Nice. Glad to see you're diving into the big one. Can't wait to see the rest of it. :thumbsup:


----------



## John P (Sep 1, 1999)

PerfesserCoffee said:


> Oooh! Fantastic!!!
> 
> Please tell me you're coming out with a kit of this!!!!
> 
> ...


 Having a little trouble _reading_, perfesser?! :lol:


----------



## StarshipClass (Aug 13, 2003)

John P said:


> Having a little trouble _reading_, perfesser?! :lol:


Sorry. I couldn't resist


----------



## Guest (Dec 20, 2006)

Yes you could have resisted Perfesser, you just didn't want to did ya ? 

Excellent work John, nice to see a new spin on the refit, looks splendid right now sir.


----------



## cireskul (Jul 16, 2006)

Glad to see you are back to kitbashing ST ships again. Well its kind of like kitbashing. I am looking forward to your finished product.


----------



## Griffworks (Jun 24, 2002)

Don't guess I could get you to email those to me could I, John? 

Still can't see your site, darn those COMM Nazis! Darn them to Heck!


----------



## StarshipClass (Aug 13, 2003)

John:

Is this the biggest _Star Trek_ kitbash you've ever done?


----------



## John P (Sep 1, 1999)

Griffworks said:


> Don't guess I could get you to email those to me could I, John?
> 
> Still can't see your site, darn those COMM Nazis! Darn them to Heck!


 I'll try to remember when I get home tonight, Jeff!


----------



## John P (Sep 1, 1999)

PerfesserCoffee said:


> John:
> 
> Is this the biggest _Star Trek_ kitbash you've ever done?


 Almost probably certainly .
I'm waiting for Starship Modeler to come out with their destroyer nacelle/neck kit for the rest of the ship, but there's no reason I can't get the saucer all ready in the meantime.


----------



## John P (Sep 1, 1999)

PerfesserCoffee said:


> One question: what's with the "alien" looking doorway?


 Look in the shuttle bay and the arboretum, and you'll see those doorways already exist on the ship. They're even on Thomas' new photoetch sheet for the kit.


----------



## Griffworks (Jun 24, 2002)

John P said:


> Almost probably certainly .
> I'm waiting for Starship Modeler to come out with their destroyer nacelle/neck kit for the rest of the ship, but there's no reason I can't get the saucer all ready in the meantime.


I had the privilige of fondeling those pieces/parts back in August at LesterFest. They're verra, verra nice-uh! You _won't_ be disappointed.


----------



## StarshipClass (Aug 13, 2003)

John P said:


> Look in the shuttle bay and the arboretum, and you'll see those doorways already exist on the ship. They're even on Thomas' new photoetch sheet for the kit.
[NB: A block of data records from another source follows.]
Issue #170, opened 2018-03-27
Expose the leadership movement progress.


efeg:
Enable users to track the progress of ongoing leadership movement.

efeg:
Added in patch https://github.com/linkedin/cruise-control/pull/196.

PR #2122, opened 2024-02-15
Add loggings for partition load aggregation

### LINKED ISSUE #2123: Partition load result shows discrepancy with the actual kafka partition
In one of our largest clusters, there are only ~20% partitions are listed in the partition load. This issue was super hard to debug given the current logs and heapdump, and was gone after a restart of the cruise control instance.

In order to better debug it next time, we need to add more useful logs.

CCisGG:
This PR resolves #2123 .

### DIFF
--- a/cruise-control-core/src/main/java/com/linkedin/cruisecontrol/monitor/sampling/aggregator/MetricSampleAggregator.java
+++ b/cruise-control-core/src/main/java/com/linkedin/cruisecontrol/monitor/sampling/aggregator/MetricSampleAggregator.java
@@ -217,9 +217,11 @@ public class MetricSampleAggregator<G, E extends Entity<G>> extends LongGenerati
       MetricSampleAggregationResult<G, E> result = new MetricSampleAggregationResult<>(generation(), completeness);
       Set<E> entitiesToInclude =
           interpretedOptions.includeInvalidEntities() ? interpretedOptions.interestedEntities() : completeness.validEntities();
+      LOG.debug("Including {} entities during metric aggregation.", entitiesToInclude.size());
       for (E entity : entitiesToInclude) {
         RawMetricValues rawValues = _rawMetrics.get(entity);
         if (rawValues == null) {
+          LOG.debug("Failed to find entity {} from _rawMetrics.", entity);
           ValuesAndExtrapolations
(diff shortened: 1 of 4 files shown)


cruise-control-core/src/main/java/com/linkedin/cruisecontrol/monitor/sampling/aggregator/MetricSampleAggregator.java
```diff
@@ -217,9 +217,11 @@ public MetricSampleAggregationResult<G, E> aggregate(long from, long to, Aggrega
       MetricSampleAggregationResult<G, E> result = new MetricSampleAggregationResult<>(generation(), completeness);
       Set<E> entitiesToInclude =
           interpretedOptions.includeInvalidEntities() ? interpretedOptions.interestedEntities() : completeness.validEntities();
+      LOG.debug("Including {} entities during metric aggregation.", entitiesToInclude.size());
       for (E entity : entitiesToInclude) {
         RawMetricValues rawValues = _rawMetrics.get(entity);
         if (rawValues == null) {
+          LOG.debug("Failed to find entity {} from _rawMetrics.", entity);
```
bsandeep23, line 224: IMO, would be better to log it as a WARN

bsandeep23 (approved):
LGTM, With one non blocking comment

mhratson:
> This PR resolves #170 .

Does it resolve the issue? Or adds more related logging?

cruise-control-core/src/main/java/com/linkedin/cruisecontrol/monitor/sampling/aggregator/MetricSampleAggregator.java
CCisGG: Hi @bsandeep23 , I originally added a WARN level log here, but then after thinking it deeper I think it may be safer to make it debug for now.

The reason is we currently don't clearly know whether this is a legit path or not, and how frequently this happens. I would worry about this log line will be hit as hot path for some cases which could cause logging pollution. So for now I think it's probably safer to make it debug level.

CCisGG:
> Does it resolve the issue? Or adds more related logging? Or you meant https://github.com/linkedin/cruise-control/issues/2123?

Good catch! It's 2123. Updated

mhratson (approved):
🚢

PR #2143, opened 2024-04-10
Create dependency-submission.yml

stephengroat:
Currently seeing a lot of dependency vulnerabilities being triggered by `cruise-control`, wondering if changes could be made to gradle to address these issues

I've made this PR (to enable dependabot) so that there can be some visibility into the dependencies that are currently being marked as vulnerable

Can share access to the dependency vulnerabilties in https://github.com/stephengroat/cruise-control/security/dependabot if anyone is interested

Screenshot 2024-04-11 at 08 58 48


mhratson:
Thanks for suggestion, we're discussing Dependabot integration internally. Closing for now.

PR #2145, opened 2024-04-21
Support intra-broker throttling (replica.alter.log.dirs.io.max.bytes.per.second)

### LINKED ISSUE #1851: disk balance
Hi,
Running disk balance is very bad via CC.
I'm running JBOD cluster with 10 brokers, 4 disks on each machine.
even when setting  num.concurrent.intra.broker.partition.movements=1 my cluster IO goes to 100% on couple of brokers, leading to offline partitions and service degradation...
Now, i would like to ask:
Why CC doesn't support logdir movement throttle?
Why i can't run disk balance to only 1 broker at a time ?

dongjinleekr:
This PR resolves #1851.


dongjinleekr:
This PR is an WIP; I will test this feature in our in-house fork (@naver) this week. Stay tuned!! :upside_down_face:

dongjinleekr:
@aswinayyolath @mhratson @jiao-zhangS Could you kindly have a look? We adopted this patch to our in-house distribution and confirmed it works correctly. :pray:

cruise-control/src/main/java/com/linkedin/kafka/cruisecontrol/executor/Executor.java
```diff
@@ -1707,6 +1729,11 @@ private void intraBrokerMoveReplicas() {
         waitForIntraBrokerReplicaTasksToFinish();
         inExecutionTasks = inExecutionTasks();
       }
+
+      if (_logDirThrottle != null) {
```
cpaika, line 1733: for my understanding, why the underscore in the variable names here?

cpaika (approved):
Will make things a lot more stable for JBOD clusters, good change

cruise-control/src/main/java/com/linkedin/kafka/cruisecontrol/executor/Executor.java
dongjinleekr: In consistency with `_replicationThrottle`.

adkafka (approved):

dongjinleekr:
@cpaika @adkafka

Excuse me. Is there any issue with this PR? It initially worked on 2.5.138, and 2.5.141 was already released last month, but this PR has yet to be merged or released.

If any modifications are needed, don't hesitate to leave me a mention.

adkafka:
> @cpaika @adkafka
> 
> Excuse me. Is there any issue with this PR? It initially worked on 2.5.138, and 2.5.141 was already released last month, but this PR has yet to be merged or released.
> 
> If any modifications are needed, don't hesitate to leave me a mention.

I don't see any issues with this PR, but I'm not a maintainer of this project. We need a maintainer to review this and add their approval.

aswinayyolath:
@CCisGG could you please review this PR?

aswinayyolath (approved):

dongjinleekr:
@CCisGG Hello. Could you please have a look when you are free? :pray:

CCisGG:
Hi @mhratson, would you mind taking a look at this one? Thanks!

imans777:
Anyone caring to review this?
It's really a must-have feature.

cruise-control/src/main/java/com/linkedin/kafka/cruisecontrol/config/constants/ExecutorConfig.java
```diff
@@ -206,6 +206,14 @@ public final class ExecutorConfig {
   public static final String DEFAULT_REPLICATION_THROTTLE_DOC = "The replication throttle applied to replicas being "
       + "moved, in bytes per second.";
 
+  /**
+   * <code>default.log.dir.throttle</code>
+   */
+  public static final String DEFAULT_LOG_DIR_THROTTLE_CONFIG = "default.log.dir.throttle";
+  public static final Long DEFAULT_DEFAULT_LOG_DIR_THROTTLE = null;
```
CCisGG, line 213: Would that be more reasonable to have it Long.MAX_VALUE rather than null? I'm a bit concerned to have a null default value for a LONG type. I'm not entirely sure what will happen here by default

cruise-control/src/main/java/com/linkedin/kafka/cruisecontrol/executor/Executor.java
```diff
@@ -830,7 +834,7 @@ public synchronized void executeProposals(Collection<ExecutionProposal> proposal
                             requestedIntraBrokerPartitionMovementConcurrency, requestedClusterLeadershipMovementConcurrency,
                             requestedBrokerLeadershipMovementConcurrency, requestedExecutionProgressCheckIntervalMs, replicaMovementStrategy,
                             isTriggeredByUserRequest, loadMonitor);
-      startExecution(loadMonitor, null, removedBrokers, replicationThrottle, isTriggeredByUserRequest);
+      startExecution(loadMonitor, null, removedBrokers, replicationThrottle, logDirThrottle, isTriggeredByUserRequest);
```
CCisGG, line 837: Just curious, does that make more sense to have a separate method for intra-broker throttling since this parameter only applies for inter-broker movement?

cruise-control/src/main/java/com/linkedin/kafka/cruisecontrol/executor/Executor.java
```diff
@@ -918,7 +922,7 @@ public synchronized void executeDemoteProposals(Collection<ExecutionProposal> pr
       initProposalExecution(proposals, demotedBrokers, concurrentSwaps, null, 0,
                             requestedClusterLeadershipMovementConcurrency, requestedBrokerLeadershipMovementConcurrency,
                             requestedExecutionProgressCheckIntervalMs, replicaMovementStrategy, isTriggeredByUserRequest, loadMonitor);
-      startExecution(loadMonitor, demotedBrokers, null, replicationThrottle, isTriggeredByUserRequest);
+      startExecution(loadMonitor, demotedBrokers, null, replicationThrottle, replicationThrottle, isTriggeredByUserRequest);
```
CCisGG, line 925: What is the implication here to have log dir throttling set to replication throttle here?

cruise-control/src/main/java/com/linkedin/kafka/cruisecontrol/executor/ReplicationThrottleHelper.java
```diff
@@ -51,48 +52,54 @@ class ReplicationThrottleHelper {
...
-      LOG.info("Setting a rebalance throttle of {} bytes/sec", _throttleRate);
-      Set<Integer> participatingBrokers = getParticipatingBrokers(replicaMovementProposals);
-      Map<String, Set<String>> throttledReplicas = getThrottledReplicasByTopic(replicaMovementProposals);
-      for (int broker : participatingBrokers) {
-        setThrottledRateIfNecessary(broker);
-      }
-      for (Map.Entry<String, Set<String>> entry : throttledReplicas.entrySet()) {
-        setThrottledReplicas(entry.getKey(), entry.getValue());
-      }
+    LOG.info("Setting a rebalance throttle of {} bytes/sec", throttleRate);
```
CCisGG, line 81: Why do we remove the "if (throttlingEnabled())" check here?

cruise-control/src/main/java/com/linkedin/kafka/cruisecontrol/executor/ReplicationThrottleHelper.java
```diff
@@ -336,7 +355,7 @@ private void removeThrottledReplicasFromTopic(String topic, Set<String> replicas
     }
   }
 
-  private void removeThrottledRateFromBroker(Integer brokerId)
+  private void removeThrottledRatesFromBroker(Integer brokerId)
```
CCisGG, line 358: Is this method now become "remove both throttle rates"? In that case we should add a comment to specify that.

CCisGG (commented):
Added some comments/questions.

Some other questions I have:
1. Did you test that with your change, when no replication/intra broker throttling was set (which I think is by default), does this work properly?
2. Is their any case that this intra-broker throttling can interfere with inter-broker thorttling? E.g. what happens if they are enabled together?
3. Please update Configuration.md for this new config.

cruise-control/src/main/java/com/linkedin/kafka/cruisecontrol/executor/Executor.java
dongjinleekr: I agree with you. But, since the `startExecution` method is invoked for all rebalance tasks yet (i.e., both inter-broker and intra-broker with demote, remove broker options), I thought the splitting task is better to be done with independent PR.

It is why I chose to add a new parameter here.

cruise-control/src/main/java/com/linkedin/kafka/cruisecontrol/executor/Executor.java
dongjinleekr: Mistake; Since it is demote task, we don't need `logDirThrottle` parameter so it should be `null`. fixed.

cruise-control/src/main/java/com/linkedin/kafka/cruisecontrol/executor/ReplicationThrottleHelper.java
dongjinleekr: Oh no, it is just a simple mistake. There are no changes in the method body. fixed.

cruise-control/src/main/java/com/linkedin/kafka/cruisecontrol/executor/ReplicationThrottleHelper.java
dongjinleekr: Before this PR, `clearThrottles` (now `clearInterBrokerThrottles`) had `if (throttlingEnabled())` check, which dependes on `private final Long _throttleRate;`, right?

```
private boolean throttlingEnabled() {
  return _throttleRate != null;
}
```

Since `ReplicationThrottleHelper` does not have `_throttleRate` anymore, the nullity check is moved into `Executor#interBrokerMoveReplicas` method:

```
# before
throttleHelper.setThrottles(tasksToExecute.stream().map(ExecutionTask::proposal).collect(Collectors.toList()));

# after
if (_replicationThrottle != null) {
  throttleHelper.setReplicationThrottles(tasksToExecute.stream().map(ExecutionTask::proposal).collect(Collectors.toList()),
      _replicationThrottle);
}
```

```
# before
throttleHelper.clearThrottles(completedTasks, inProgressTasks);

# after
if (_replicationThrottle != null) {
  throttleHelper.clearInterBrokerThrottles(completedTasks, inProgressTasks);
}
```

In short, the `if (throttlingEnabled())` check is moved from the body of `clearThrottles` to the outer if statement of the caller side, `Executor`.

dongjinleekr:
@CCisGG 

Sorry for being late. Here are the updates, rebased onto the latest main, and the anwsers:

> Did you test that with your change, when no replication/intra broker throttling was set (which I think is by default), does this work properly?

YES. I tested it before I opened the PR, and we have been running it with our in-house distribution for more than 6 months and experienced no trouble. (As you already pointed out, `default.log.dir.throttle` is `null` by default.)

> Is their any case that this intra-broker throttling can interfere with inter-broker thorttling? E.g. what happens if they are enabled together?

As far as I know, there is no case where intra and inter-broker throttlings interfere with each other. The reason is simple: the intra-broker rebalancing is only executed when `rebalance_disk` [parameter](https://github.com/linkedin/cruise-control/blob/main/cruise-control/src/main/resources/yaml/endpoints/rebalance.yaml#L144) is set to `true`. If this parameter is set to `false` (default), only inter-broker rebalancing is executed.

In short, intra- and inter-broker rebalancings are executed exclusively for each other, so if `default.replication.throttle` and `default.log.dir.throttle` are enabled together, they will not impact each other.

luciano-sabenca:
Any news about this MR? 
It's a really useful feature for us! 
:D

docs/wiki/User Guide/Configurations.md
```diff
@@ -155,7 +155,8 @@ The following configurations are inherited from the open source Kafka client con
...
+| default.log.dir.throttle                                           | Long	| N         | null	                                                                                                                                                                                                                                                                                                                                                                                                                                                                                                                                                                 | The replication throttle applied to replicas being moved, in bytes per second.	                                                                                                                                                                                                                                                                                             |
```
CCisGG, line 159: Please add different descriptions for both config since one of them is inter broker and the other is intra broker.

cruise-control/src/main/java/com/linkedin/kafka/cruisecontrol/KafkaCruiseControl.java
```diff
@@ -651,6 +651,8 @@ private static boolean hasProposalsToExecute(Collection<ExecutionProposal> propo
    *                                (if null, use default.replica.movement.strategies).
    * @param replicationThrottle The replication throttle (bytes/second) to apply to both leaders and followers
```
CCisGG, line 652: Let's clarify in the comment that replicationThrottle is for inter-broker, logDirThrottle is for intra-broker rebalance.

cruise-control/src/main/java/com/linkedin/kafka/cruisecontrol/executor/Executor.java
CCisGG: Let's create a task to track the split. Thanks!

cruise-control/src/main/java/com/linkedin/kafka/cruisecontrol/executor/ReplicationThrottleHelper.java
CCisGG: Got it. Thanks

CCisGG (changes requested):
Thanks for the change! I left some minor comments.

docs/wiki/User Guide/Configurations.md
dongjinleekr: OMG. What a silly mistake 😓 fixed.

cruise-control/src/main/java/com/linkedin/kafka/cruisecontrol/KafkaCruiseControl.java
dongjinleekr: Fixed. I elaborated the Javadoc by explicitly stating inter-broker movements vs. intra-broker movements.

dongjinleekr:
@CCisGG Rebased onto the latest main, with some additional improvements.

-----

> [Let's create a task to track the split. Thanks!](https://github.com/linkedin/cruise-control/pull/2145#discussion_r2002098925)

You mean splitting the `Executor#startExecution` method call to inter-broker mode and intra-broker mode, applying `replicationThrottle` and `logDirThrottle` respectively, right? I tried to, but it seems impossible. Here is why:

**The `Executor#executeProposals` method, which calls `Executor#startExecution`, is agnostic to the inter-broker and intra-broker modes.**

(Note: The method call chain is `KafkaCruiseControl#executeProposals` → `Executor#executeProposals` → `Executor#startExecution`)

The `rebalance_disk` parameter (`ParameterUtils.REBALANCE_DISK_MODE_PARAM`) is only used to generate the proposal, and then the proposal is delivered to the `Executor#executeProposals` method to be executed. That is, the `Executor#executeProposals` method can not discriminate between the two modes.

Then, is splitting `KafkaCruiseControl#executeProposals` into inter- and intra-broker modes feasible? I also investigated the possibility, but it seems impossible. Here is why: it is called by the following 5 API calls/Runnables:

1. `add_broker` (`AddBrokersRunnable`)
2. `fix_offline_replicas` (`FixOfflineReplicasRunnable`)
3. `rebalance` (`RebalanceRunnable`)
4. `RemoveDisksRunnable`
5. `UpdateTopicConfigurationRunnable`

5 incurs no movements, 1 incurs inter-broker movements only, 3 incurs either inter-broker or intra-broker movements, and 2 and 4 incur BOTH. For this reason, splitting the two methods' calls seems unreasonable - we can not assert whether 2 or 4 invocations need intra-broker movements beforehand.

For the reasons above, I did nothing to the call chain. It is true that these methods seem too overloaded, but improving them with another PR may be much better IMHO. (I have an idea, and will open another PR on this issue after this PR is merged.)

dongjinleekr:
@CCisGG Instead, I did:

1. removed `logDirThrottle` from the `Executor#executeRemoval` method.
    Since its goal is to move all replicas in the specified broker, intra-broker replica movement does not occur at all. So, it is totally useless.
2. Remove `_logDirThrottle` from the AddBrokersRunnable, RemoveBrokersRunnable, and UpdateTopicConfigurationRunnable.
    DITTO. These Runnables do not incur any intra-broker replica movements. So, it is also useless.

With one commit for `Configurations.md`, one commit for `KafkaCruiseControl` Javadoc, and two commits for the improvements above. In total, I added four commits after your last review. :pray: Please have a look when you are free!! Thanks.

CCisGG:
@dongjinleekr Thanks for the explanations and the new commits. I think they are all reasonable. 

Since I probably won't have much time to do another round of review and audit, would you mind inviting some other person (maybe from your org) to review the PR? And Let's do a final round of testing to ensure this won't interfere with inter-broker rebalance. Once those are done, I can help to merge to PR. Let me know if this works. Thank you!

CCisGG (approved):
Looks good in general to me. Please ask for another review from a different person if possible. Then I can help to merge the PR.

dongjinleekr:
@CCisGG 

> Would you mind inviting some other person (maybe from your org) to review the PR?

Oh no, no problem. In fact, I am now working on supporting this feature in the [Strimzi Kafka operator](https://github.com/strimzi/strimzi-kafka-operator), and it will be completed by this weekend. As soon as I open the PR, there may be other people who can review it. (Sadly, I am the only person who is working on CC internals in my org :cry:)

Plus: We are running this feature in our in-house fork but, let me double-check if there is any problem 🙏 Thank you!

cruise-control/src/main/java/com/linkedin/kafka/cruisecontrol/executor/Executor.java
```diff
@@ -1676,20 +1690,28 @@ private void interBrokerMoveReplicas() throws InterruptedException, ExecutionExc
...
-    private void intraBrokerMoveReplicas() {
+    private void intraBrokerMoveReplicas() throws InterruptedException, ExecutionException, TimeoutException {
+      ReplicationThrottleHelper throttleHelper = new ReplicationThrottleHelper(_adminClient);
       int numTotalPartitionMovements = _executionTaskManager.numRemainingIntraBrokerPartitionMovements();
       long totalDataToMoveInMB = _executionTaskManager.remainingIntraBrokerDataToMoveInMB();
       long startTime = System.currentTimeMillis();
       LOG.info("User task {}: Starting {} intra-broker partition movements.", _uuid, numTotalPartitionMovements);
 
       int partitionsToMove = numTotalPartitionMovements;
+      Set<Integer> participatingBrokers = Sets.newHashSet();
```
kyguy, line 1701: Could we use `new HashSet<>()`  from java.util  instead? 

It appears that `Sets.newHashSet()` is deprecated and uses  `java.util.HashSet` under the hood anyway.

cruise-control/src/main/java/com/linkedin/kafka/cruisecontrol/executor/ReplicationThrottleHelper.java
```diff
@@ -39,54 +39,61 @@ class ReplicationThrottleHelper {
...
-  ReplicationThrottleHelper(AdminClient adminClient, Long throttleRate, int retries, Set<Integer> deadBrokers) {
+  ReplicationThrottleHelper(AdminClient adminClient, int retries, Set<Integer> deadBrokers) {
     this._adminClient = adminClient;
-    this._throttleRate = throttleRate;
     this._retries = retries;
     this._deadBrokers = deadBrokers;
   }
 
-  void setThrottles(List<ExecutionProposal> replicaMovementProposals)
+  void setReplicationThrottles(List<ExecutionProposal> replicaMovementProposals, long throttleRate)
```
kyguy, line 73: It looks like we refactor `setThrottles()` -> `setReplicationThrottles()` but then refactor `clearThrottles()` -> `clearInterBrokerThrottles()` instead of `clearReplicationThrottles()`. To improve readability, could we use a consistent naming scheme for the new and refactored method names in this class? For example, use:

(a) `setReplicationThrottles()` and `clearReplicationThrottles()`

or

(b) `setInterBrokerThrottles()` and `clearInterBrokerThrottles()`

Option (b) seems better aligned with Cruise Control terminology but either would be fine so long as it is consistent!

cruise-control/src/main/java/com/linkedin/kafka/cruisecontrol/executor/ReplicationThrottleHelper.java
```diff
@@ -39,54 +39,61 @@ class ReplicationThrottleHelper {
...
+    Map<String, Set<String>> throttledReplicas = getThrottledReplicasByTopic(replicaMovementProposals);
+    for (int broker : participatingBrokers) {
+      setReplicationThrottledRateIfNecessary(broker, throttleRate);
+    }
+    for (Map.Entry<String, Set<String>> entry : throttledReplicas.entrySet()) {
+      setThrottledReplicas(entry.getKey(), entry.getValue());
     }
   }
 
+  Set<Integer> setLogDirThrottles(List<ExecutionProposal> replicaMovementProposals, long throttleRate)
```
kyguy, line 86: Similar comment as above

cruise-control/src/main/java/com/linkedin/kafka/cruisecontrol/executor/ReplicationThrottleHelper.java
```diff
@@ -177,24 +185,35 @@ private Map<String, Set<String>> getThrottledReplicasByTopic(List<ExecutionPropo
...
+    List<AlterConfigOp> ops = new ArrayList<>();
+    ConfigEntry currThrottleRate = brokerConfigs.get(LOG_DIR_THROTTLED_RATE);
+    if (currThrottleRate == null || !currThrottleRate.value().equals(String.valueOf(throttleRate))) {
+      LOG.debug("Setting {} to {} bytes/second for broker {}", LOG_DIR_THROTTLED_RATE, throttleRate, brokerId);
+      ops.add(new AlterConfigOp(new ConfigEntry(LOG_DIR_THROTTLED_RATE, String.valueOf(throttleRate)), AlterConfigOp.OpType.SET));
+    }
+    if (!ops.isEmpty()) {
+      changeBrokerConfigs(brokerId, ops);
+    }
+  }
```
kyguy, line 215: Since there will only ever be one "ops", we could refactor to something like this:
```suggestion
    ConfigEntry currThrottleRate = brokerConfigs.get(LOG_DIR_THROTTLED_RATE);
    if (currThrottleRate == null || !currThrottleRate.value().equals(String.valueOf(throttleRate))) {
      LOG.debug("Setting {} to {} bytes/second for broker {}", LOG_DIR_THROTTLED_RATE, throttleRate, brokerId);
      changeBrokerConfigs(brokerId, List.of(new AlterConfigOp(new ConfigEntry(LOG_DIR_THROTTLED_RATE, String.valueOf(throttleRate)), AlterConfigOp.OpType.SET)));
    }
  }
```

cruise-control/src/main/java/com/linkedin/kafka/cruisecontrol/executor/ReplicationThrottleHelper.java
```diff
@@ -357,6 +376,28 @@ private void removeThrottledRateFromBroker(Integer brokerId)
...
+      if (currLogDirThrottle.source().equals(ConfigEntry.ConfigSource.STATIC_BROKER_CONFIG)) {
+        LOG.debug("Skipping removal for static log dir throttle rate: {}", currLogDirThrottle);
+      } else {
+        LOG.debug("Removing log dir throttle rate: {} on broker {}", currLogDirThrottle, brokerId);
+        ops.add(new AlterConfigOp(new ConfigEntry(LOG_DIR_THROTTLED_RATE, null), AlterConfigOp.OpType.DELETE));
+      }
+    }
+    if (!ops.isEmpty()) {
+      changeBrokerConfigs(brokerId, ops);
+    }
```
kyguy, line 398: Similar comment as above, since there is only ever one "ops", this could be refactored like the following:
```suggestion
    if (currLogDirThrottle != null) {
      if (currLogDirThrottle.source().equals(ConfigEntry.ConfigSource.STATIC_BROKER_CONFIG)) {
        LOG.debug("Skipping removal for static log dir throttle rate: {}", currLogDirThrottle);
      } else {
        LOG.debug("Removing log dir throttle rate: {} on broker {}", currLogDirThrottle, brokerId);
        changeBrokerConfigs(brokerId, List.of(new AlterConfigOp(new ConfigEntry(LOG_DIR_THROTTLED_RATE, String.valueOf(throttleRate)), AlterConfigOp.OpType.SET)));
      }
    }
```

cruise-control/src/test/java/com/linkedin/kafka/cruisecontrol/executor/ReplicationThrottleHelperTest.java
```diff
@@ -4,6 +4,7 @@
 
 package com.linkedin.kafka.cruisecontrol.executor;
 
+import com.google.common.collect.Sets;
```
kyguy, line 7: Could we use new HashSet<>() from java.util here instead?

cruise-control/src/main/java/com/linkedin/kafka/cruisecontrol/executor/Executor.java
```diff
@@ -7,6 +7,7 @@
 import com.codahale.metrics.Gauge;
 import com.codahale.metrics.MetricRegistry;
 import com.codahale.metrics.Timer;
+import com.google.common.collect.Sets;
```
kyguy, line 10: Could we use new HashSet<>() from java.util here instead?

cruise-control/src/main/java/com/linkedin/kafka/cruisecontrol/KafkaCruiseControl.java
```diff
@@ -667,14 +671,15 @@ public void executeProposals(Set<ExecutionProposal> proposals,
                                Long executionProgressCheckIntervalMs,
                                ReplicaMovementStrategy replicaMovementStrategy,
                                Long replicationThrottle,
+                               Long logDirThrottle,
```
kyguy, line 674: Why not add `logDirThrottle` to the `executeRemoval()` method as well? This way we could clear the throttles from the broker metadata when brokers are removed from the cluster.

cruise-control/src/test/java/com/linkedin/kafka/cruisecontrol/detector/IdempotenceCacheTest.java
```diff
@@ -74,7 +74,7 @@ public void testIdempotence() {
     for (MaintenanceEventType eventType : MaintenanceEventType.cachedValues()) {
       parameterConfigOverrides.put(MAINTENANCE_EVENT_TYPE_CONFIG, eventType);
       // Expect mocks.
-      EasyMock.expect(_mockKafkaCruiseControl.config()).andReturn(_config).times(4);
+      EasyMock.expect(_mockKafkaCruiseControl.config()).andReturn(_config).anyTimes();
```
kyguy, line 77: Is there any specific reason we changed this to `anyTimes()`?

cruise-control/src/main/java/com/linkedin/kafka/cruisecontrol/servlet/handler/async/runnable/UpdateTopicConfigurationRunnable.java
```diff
@@ -209,8 +209,8 @@ protected OptimizerResult workWithClusterModel() throws KafkaCruiseControlExcept
       _kafkaCruiseControl.executeProposals(result.goalProposals(), Collections.emptySet(), false, _concurrentInterBrokerPartitionMovements,
           _maxInterBrokerPartitionMovements,
           0, _clusterLeaderMovementConcurrency, _brokerLeaderMovementConcurrency,
-          _executionProgressCheckIntervalMs, _replicaMovementStrategy, _replicationThrottle, _isTriggeredByUserRequest, _uuid,
-          SKIP_AUTO_REFRESHING_CONCURRENCY);
+          _executionProgressCheckIntervalMs, _replicaMovementStrategy, _replicationThrottle, null,
```
kyguy, line 212: The `logDirThrottle` is null here because partitions are never any intra-broker partition movements as part of topic configuration changes, is my understanding correct?

cruise-control/src/main/java/com/linkedin/kafka/cruisecontrol/servlet/handler/async/runnable/AddBrokersRunnable.java
```diff
@@ -127,6 +127,7 @@ protected OptimizerResult workWithClusterModel() throws KafkaCruiseControlExcept
                                            _executionProgressCheckIntervalMs,
                                            _replicaMovementStrategy,
                                            _replicationThrottle,
+                                           null,
```
kyguy, line 130: Why is the `logDirThrottle` argument set to null here? Wouldn't we want new brokers to have the configured logDirThrottle set?

kyguy (commented):
Hi @dongjinleekr, the PR looks great overall! I just left a few minor suggestions, mostly related to refactoring for consistency and readability.

palpandy:
Hello, 
Any news about this feature ? It is really a important feature for us.

imans777:
Is there a parameter like `replication_throttle` to be able to set on specific requests (all APIs)? I only saw the `default.log.dir.throttle` which is the static configurations. We should support `log_dir_throttle` parameters for all APIs.
Also it should be added to `/admin` API so we can modify the default value dynamically.
(I took a look at code but didn't found answer to these)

Roger that! Thanks for the info!


----------



## Lloyd Collins (Sep 25, 2004)

John, are you going to leave the bay door open, or put a clear door, to see in?


----------



## Griffworks (Jun 24, 2002)

Got the pics, John. Thanks! 

Looks excellent thus far, as usual. Can't wait to see this one finished! :thumbsup: 

So, U.S.S. Lucifer, eh? She going to be NCC-529 - or is it 519? The Franz Joseph registry number is what I'm gettin' at. Don't have my reference materials handy, so don't know for sure.


----------



## Dr. Brad (Oct 5, 1999)

Hey John, that's looking great. Now, don't take this wrong, but you're lighting that thing? Didn't you once say you never lit kits? Or did I imagine that?  

Brad.


----------



## John P (Sep 1, 1999)

Jeff - NCC-521 according to FJ.
The Lucifer was the ship my pal Frank used for his college Trek film 20 years ago. Then it was a badly bashed Ertl refit. Now I'm gonna do it up right and suggest he do "the special edition." 



Dr. Brad said:


> Hey John, that's looking great. Now, don't take this wrong, but you're lighting that thing? Didn't you once say you never lit kits? Or did I imagine that?
> 
> Brad.


 Ah, but then someone turned me on to Target's $5 18-light LED Christmas light sets. No need to wire, solder, or know electronics at all. Just stick 'em in the model and seal it up. I bought 20 strings. :lol:


----------



## Ohio_Southpaw (Apr 26, 2005)

Shouldn't the U.S.S. Lucifer be NCC-666??


----------



## veedubb67 (Jul 11, 2003)

Ohio_Southpaw said:


> Shouldn't the U.S.S. Lucifer be NCC-666??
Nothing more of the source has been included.